Numerous countries have tried all sorts of policies to promote and support innovation through national innovation systems, accelerators, and incubators.

But they have failed to attract and lock major projects due to legislations failing to follow the pace of dynamic and fast moving technologies. The idea behind the RSL has been exactly to create an innovative regulatory framework.

It balances risks and prospects and takes an opportunity based approach rather than a permission based one to be able to capture innovative projects. From Day 1, the RSL has been a game-changer in terms of attracting investment.

As a tiny piece of law, the RSL has completely incentivized innovation in the Mauritius investment landscape. Although Sandboxes have cropped up in almost every jurisdictions worldwide, ours is unique in the sense that it caters for all types of projects in all sectors of activity, and not only in Fintech.

For unlearned opponents to innovation, the RSL is a dangerous tool that captures all projects with high risks. In reality, the RSL is a tool that provides Mauritius with an agile way of creating tailor-made legislations for unforeseen innovative projects.

It sets the right safeguards and monitoring requirements to ensure the protection of the consumers and sovereign reputation of the country. The RSL, in fact, is a potent solution to position Mauritius as a regional innovation hub.

As Africa’s middle class population booms, demand for insurance, banking and communication will increase drastically. Africa stands out with lack of supportive regulatory capability.
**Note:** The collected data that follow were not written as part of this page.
PR #1361, opened 2023-03-26
Append source as comment to generated SVG

walkingice:
# Description

in commit 117102bb65b007f6086838dfc058b278ca69cb38, the comment (source of plantuml that generates SVG file) was dropped.

This commit append it back.

# Reproduce steps

create any valid `foo.puml` file

```bash
$ plantuml foo.puml -tsvg
$ cat foo.svg  # the content of foo.puml was supposed there, but it is not
```

### DIFF
--- a/src/net/sourceforge/plantuml/klimt/drawing/svg/SvgGraphics.java
+++ b/src/net/sourceforge/plantuml/klimt/drawing/svg/SvgGraphics.java
@@ -1025,7 +1025,11 @@ public class SvgGraphics {
 	public void addCommentMetadata(String metadata) {
 		// ::comment when __CORE__
 		final String signature = getMetadataHex(metadata);
-		final String comment = "SRC=[" + signature + "]";
+		final StringBuilder sb = new StringBuilder();
+		sb.append(String.format("SRC=[%s]", signature));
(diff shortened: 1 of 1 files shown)


walkingice:
I was thinking that should I use `$ plantuml -metadata foo.svg` extract source from metadata. But that command only works for generated PNG files. For SVG files, it returns null due to `SImageIO.getImageReaders` cannot find usable reader for SVG format. Since SVG is kind-of readable XML file, maybe appending source as comment is most convenient way?

By the way, by checking the appended `metadata`, it seems the source of plantuml file repeated once. I think this is caused by another part. If it was not an intended behavior, I could try to investigate it.

arnaudroques:
> I was thinking that should I use `$ plantuml -metadata foo.svg` extract source from metadata

Yes, I think this has beed fixed in last release.
Could you double-check it?
Thanks!

walkingice:
Oh! Yes, I just rebased to latest master branch, and I could use `-metadata` to extract source from SVG. I guess this is intended behavior, rather than appending source as comment.

Let me close this PR, thanks for your patient!

walkingice:
This has been fixed. To get the source from a generated SVG, use `plantuml -metadata TheGenerated.svg`

PR #1362, opened 2023-03-26
Build macOS and Windows native images

ggrossetie:
#### What I Did

- Enable cross OS cache (to share cache between ubuntu-latest, windows-latest and macos-latest)
- Replace manual install steps of GraalVM by `graalvm/setup-graalvm@v1` (official GitHub Actions to install GraalVM)
- Enable matrix job to build macOS, Windows and Linux native images using the same steps
- Add `plantuml-darwin-amd64-*` and `plantuml-win-amd64-*.exe` in the release directory

### DIFF
--- a/.github/scripts/release-snapshot.sh
+++ b/.github/scripts/release-snapshot.sh
@@ -20,6 +20,8 @@ ln -s "../libs/plantuml-${RELEASE_VERSION}-javadoc.jar"          "${RELEASE_DIR}
 ln -s "../libs/plantuml-${RELEASE_VERSION}-sources.jar"          "${RELEASE_DIR}/plantuml-SNAPSHOT-sources.jar"
 ln -s "../libs/plantuml-pdf-${RELEASE_VERSION}.jar"              "${RELEASE_DIR}/plantuml-pdf-SNAPSHOT.jar"
 ln -s "../libs/plantuml-linux-amd64-${RELEASE_VERSION}"          "${RELEASE_DIR}/plantuml-linux-amd64-SNAPSHOT"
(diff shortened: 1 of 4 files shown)


arnaudroques:
Thanks for your contribution.
However, we have a minor regression: in version title, we now have a strange `~v` whereas we use to have the beta version of the snapshot (something like `v1.2023.6beta1` )
Any idea why?
Could you restore it?
Thanks again!

ggrossetie:
I changed the `POM_VERSION` to `RELEASE_VERSION`, it's probably related. I will take a closer look.

The-Lum:
Hi all,
I can fixed that tomorrow.
Regards.

arnaudroques:
> Hi all, I can fixed that tomorrow. Regards.

Thanks!
Actually, Guillaume has _partially_ fixed it.

@ggrossetie You can leave it like this, we'll take the point. Thanks again for your work, you did a great job!

The-Lum:
Hi all,

That is now fully fixed (with #1363)
Thanks @ggrossetie.

But the mean question is now:
- Is it necessary or not to change all `POM_VERSION` on `RELEASE_VERSION`?
_Especially on [CI.yml file](https://github.com/plantuml/plantuml/blob/master/.github/workflows/ci.yml)._

_To debate..._
Regards.

ggrossetie:
> Is it necessary or not to change all POM_VERSION on RELEASE_VERSION?

The goal was to use this value in other commands/scripts that's why I moved it outside `release.sh` and `release-snapshot.sh`:

```
echo "release_version=$(gradle properties -q | grep "version:" | awk '{print $2}')" >> $GITHUB_OUTPUT
```

Since it relies on Gradle we cannot move this step in `workflow_config` unless we install Gradle or find another way to get this value.

PR #1365, opened 2023-03-27
feat: support alternate environment variable names

fgreinacher:
At the moment it's not possible to set properties like `plantuml.allowlist.url` via environment variables.

This MR suggests automatic normalization from Java system properties to environment variables by replacing dots by spaces and upper-casing. For the case above the expected environment variable name would be `PLANTUML_ALLOWLIST_URL`.

### DIFF
--- a/src/net/sourceforge/plantuml/security/SecurityUtils.java
+++ b/src/net/sourceforge/plantuml/security/SecurityUtils.java
@@ -210,11 +210,16 @@ public class SecurityUtils {
 	}
 
 	public static String getenv(String name) {
-		final String env = System.getProperty(name);
+		String env = System.getProperty(name);
 		if (StringUtils.isNotEmpty(env))
 			return env;
 
-		return System.getenv(name);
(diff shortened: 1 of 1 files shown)


arnaudroques:
> I don't think it's possible to set an environment variable with a dot:

I think it's possible under Windows.

What I mean is that you can have:
```
String result = System.getenv(name);
if (result==null) {
		final String envName = name.replace(".", "_").toUpperCase();
		result = System.getenv(envName);
}
return result;
```

Does it make sense?

fgreinacher:
Ah wow, crazy Windows :)

Sure, I'll adapt accordingly!

fgreinacher:
@arnaudroques It's adapted now

arnaudroques:
> @arnaudroques It's adapted now

Yes, thanks for your contribution!
And sorry about Windows! :-)

fgreinacher:
@arnaudroques Would be awesome if you could release this together with the fixes for `plantuml-server` 🙇

PR #1395, opened 2023-04-19
Build native images using plantuml-pdf

ggrossetie:
Also, run plantuml-pdf.jar with additional inputs to make sure that all dynamic calls are registered in the native image config.

In addition, includes static resources (.txt and .png) in the native image.


ggrossetie:
@philCryoport This pull request is about building a native images using GraalVM. [Kroki.io](https://kroki.io/) is now using https://github.com/yuzutech/plantuml/releases and it seems to be working fine.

Mauritius stands a unique chance to leverage on its political stability, strong financial sector and numerous DTA and IPPA to become the techno-service provider to the continent.

The aim and vision is good but implementation may not have been that simple. The RSL has to date already unlocked a number of projects and intrinsically improved niche sectors.

The first issued RSL related to the structuring of a peer to peer crowdlending project. This project incentivizes and mops use of dormant capital into productive projects at the choice of lenders.

It offers opportunity for Mauritius to lead in micro financing onto the African Continent and the spurring of Mauritian technology providers in crowdlending.

This project will also support the small and medium-sized enterprises backbone. It will facilitate access to finance and improve visibility of the projects. The Mauritian RSL, as I have said, is also reflective of our unique identity, and embraces diversity.

New opportunities in the life sciences sector have been unlocked, including the manufacturing of patient specific autoregenic cells that can be used to effectively support delicate surgery for such issues like tetraplegia and quadriplegia.

Today, the Board of Investment (BoI) has reached a new milestone as it has ratified two new projects linked to the facilitation of financing of key innovative applications through sale of membership tokens.

The first is a Blockchain-Backed Loan Platform, facilitating loans collateralized by bitcoin or any other reputed cryptocurrencies. the second is a blockchain backed digital identity wallet. The task that is being accomplished is monumental.

As the BOI structured the RSL, the organization adopted a new approach to projects where it plays the role of a technical project or sector designer as well as a facilitator working in close collaboration with the Board to achieve its objectives.

Indeed, the RSL requires everyone involved to play a strong lead in assessing new trends, understand the intrinsic technologies, propose amendments to project proposals and draft tailor-made rules and regulations on clear understanding on all the aspects of the project.

Through this built synergy, we can today move into new fields and even dream of one day becoming the pioneer and the most robust regional crypto FDI receiver and provider. The worst thing that we could have done is to maintain the status quo and simmer in averageness.